**YOUR GOAL:** Every line in the listing below that holds the word "async" should be returned.

**EXCERPTED RECORDS:**
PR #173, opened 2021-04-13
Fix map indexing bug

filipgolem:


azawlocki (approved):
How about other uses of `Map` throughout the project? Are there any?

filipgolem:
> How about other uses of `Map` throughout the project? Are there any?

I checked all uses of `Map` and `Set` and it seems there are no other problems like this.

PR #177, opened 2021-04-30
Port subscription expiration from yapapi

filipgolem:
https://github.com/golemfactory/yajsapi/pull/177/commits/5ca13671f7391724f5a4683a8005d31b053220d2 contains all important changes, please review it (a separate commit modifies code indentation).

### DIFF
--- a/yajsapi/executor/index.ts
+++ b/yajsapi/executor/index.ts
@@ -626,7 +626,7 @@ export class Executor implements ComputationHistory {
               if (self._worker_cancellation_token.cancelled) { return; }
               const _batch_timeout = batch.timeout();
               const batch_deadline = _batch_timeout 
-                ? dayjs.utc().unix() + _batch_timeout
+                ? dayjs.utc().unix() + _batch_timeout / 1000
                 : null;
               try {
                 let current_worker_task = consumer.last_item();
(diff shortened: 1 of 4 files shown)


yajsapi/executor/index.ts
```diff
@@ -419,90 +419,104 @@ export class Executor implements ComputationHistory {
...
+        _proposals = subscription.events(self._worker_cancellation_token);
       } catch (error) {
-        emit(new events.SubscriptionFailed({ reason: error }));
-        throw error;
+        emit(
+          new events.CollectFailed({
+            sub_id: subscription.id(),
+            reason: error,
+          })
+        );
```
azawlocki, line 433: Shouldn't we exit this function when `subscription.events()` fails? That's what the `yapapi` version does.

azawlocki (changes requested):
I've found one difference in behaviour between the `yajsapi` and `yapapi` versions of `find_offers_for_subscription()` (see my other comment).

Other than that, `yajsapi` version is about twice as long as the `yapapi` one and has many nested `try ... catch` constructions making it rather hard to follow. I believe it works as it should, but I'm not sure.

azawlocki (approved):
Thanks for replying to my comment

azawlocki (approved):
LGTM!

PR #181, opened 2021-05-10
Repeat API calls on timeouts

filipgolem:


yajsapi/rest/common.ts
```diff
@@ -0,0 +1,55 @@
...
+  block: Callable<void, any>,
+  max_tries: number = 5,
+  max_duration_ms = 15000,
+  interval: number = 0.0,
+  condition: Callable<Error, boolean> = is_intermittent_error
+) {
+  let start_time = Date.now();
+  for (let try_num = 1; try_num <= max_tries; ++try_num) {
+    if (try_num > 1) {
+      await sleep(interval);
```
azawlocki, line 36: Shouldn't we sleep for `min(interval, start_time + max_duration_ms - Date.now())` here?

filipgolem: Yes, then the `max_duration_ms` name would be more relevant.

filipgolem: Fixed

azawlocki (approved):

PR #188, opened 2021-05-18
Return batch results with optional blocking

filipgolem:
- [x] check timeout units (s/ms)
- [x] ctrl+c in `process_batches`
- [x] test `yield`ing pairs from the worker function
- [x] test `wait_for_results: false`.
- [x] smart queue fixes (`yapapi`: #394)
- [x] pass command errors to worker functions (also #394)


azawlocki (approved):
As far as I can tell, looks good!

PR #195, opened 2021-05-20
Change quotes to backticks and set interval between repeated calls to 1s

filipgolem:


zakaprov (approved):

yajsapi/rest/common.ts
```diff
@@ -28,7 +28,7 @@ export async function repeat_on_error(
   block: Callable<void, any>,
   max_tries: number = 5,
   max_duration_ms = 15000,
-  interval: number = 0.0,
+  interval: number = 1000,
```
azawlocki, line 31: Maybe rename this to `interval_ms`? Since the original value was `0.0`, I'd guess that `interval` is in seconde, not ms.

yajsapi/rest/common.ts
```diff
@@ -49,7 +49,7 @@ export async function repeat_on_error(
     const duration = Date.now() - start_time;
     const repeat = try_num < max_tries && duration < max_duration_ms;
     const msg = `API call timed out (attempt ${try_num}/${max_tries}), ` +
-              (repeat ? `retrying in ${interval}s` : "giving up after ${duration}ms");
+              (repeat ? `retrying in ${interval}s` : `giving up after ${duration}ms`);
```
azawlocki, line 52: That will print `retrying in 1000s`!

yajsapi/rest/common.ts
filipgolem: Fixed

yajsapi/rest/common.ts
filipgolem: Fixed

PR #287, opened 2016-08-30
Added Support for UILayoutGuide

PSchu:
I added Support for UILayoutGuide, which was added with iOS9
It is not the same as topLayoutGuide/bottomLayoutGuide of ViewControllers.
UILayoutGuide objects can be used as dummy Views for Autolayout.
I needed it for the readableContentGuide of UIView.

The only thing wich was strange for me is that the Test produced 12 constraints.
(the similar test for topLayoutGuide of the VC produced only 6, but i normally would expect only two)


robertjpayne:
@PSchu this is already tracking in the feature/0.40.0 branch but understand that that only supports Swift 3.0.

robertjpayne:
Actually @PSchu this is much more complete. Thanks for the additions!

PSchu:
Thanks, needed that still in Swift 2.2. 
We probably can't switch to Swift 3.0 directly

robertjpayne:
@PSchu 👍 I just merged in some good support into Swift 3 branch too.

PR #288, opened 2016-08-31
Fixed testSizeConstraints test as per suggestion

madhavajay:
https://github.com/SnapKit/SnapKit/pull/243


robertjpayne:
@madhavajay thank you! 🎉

**OUTPUT BELOW:**
@@ -28,7 +28,7 @@ export async function repeat_on_error(
@@ -49,7 +49,7 @@ export async function repeat_on_error(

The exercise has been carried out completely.